We move through life at such a rapid pace, thriving on staying busy and multitasking. Juggling multiple tasks or “burning the midnight oil” to complete a work project takes its emotional toll on your spine.
Work-related stress can likewise lead to physical illness, psychological distress, and mental illness. That cumulative stress can create spinal interferences while knocking hormones like cortisol out of balance.
Reduce Stress Through Chiropractic Care
Although stress falls into specific categories, they all impact the body similarly. Managing stress becomes crucial to maintaining health and happiness, and chiropractic care provides an effective method for helping to manage stress.
One study among 12 men found numerous improvements, including lower stress levels and better quality of life, for those who implemented chiropractic care.

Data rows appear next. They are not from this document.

PR #327, opened 2019-10-22
ADD: CLI command for civis username

channiemills:
I recently became aware of the CLI and the command `civis users list-me` which I now regularly use to see which CIVIS_API_KEY I have active. `list-me` returns a lot of information about my current user, but for my purposes the username would be sufficient. This PR adds a command to the CLI to print out the response from `civis.APIClient().username`

### DIFF
--- a/civis/cli/__main__.py
+++ b/civis/cli/__main__.py
@@ -25,8 +25,8 @@ import click
 from jsonref import JsonRef
 import yaml
 from civis.cli._cli_commands import (
-    civis_ascii_art, files_download_cmd, files_upload_cmd,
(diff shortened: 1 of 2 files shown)


channiemills:
Hi, I'm new to this repo. @stephen-hoover or @mheilman would either of you be available to review a small PR?

stephen-hoover:
Thank you for the suggestion! Instead of adding a new special command, could you handle this use case with `civis users list-me|grep username`?

channiemills:
I definitely could, thanks for the recommendation!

In fact, visiting a chiropractor is often the simplest change you can make to remove the interferences — in this case, constant stressors — that impact your health and happiness in so many ways.
While external actions matter, your body’s ability to respond and adapt to the environment matters more. From this perspective, chiropractic care identifies those interferences, reduces or removes them, and better enables the body harness its innate powers to heal on its own.
Chiropractors also focus on personalized patient care and can you help manage stress levels uniquely and provide you an individualized protocol that best suits you.
Chiropractors can design a dietary and lifestyle protocol that includes the right foods, exercise, relaxation techniques, and other strategies to reduce stress and allow your body to heal.
You can’t eliminate stress, but you can find strategies to better manage it and reduce its impact on your spine and overall health. Chiropractic care provides an excellent complementary approach to working with your healthcare practitioner and incorporating the right stress-management strategies.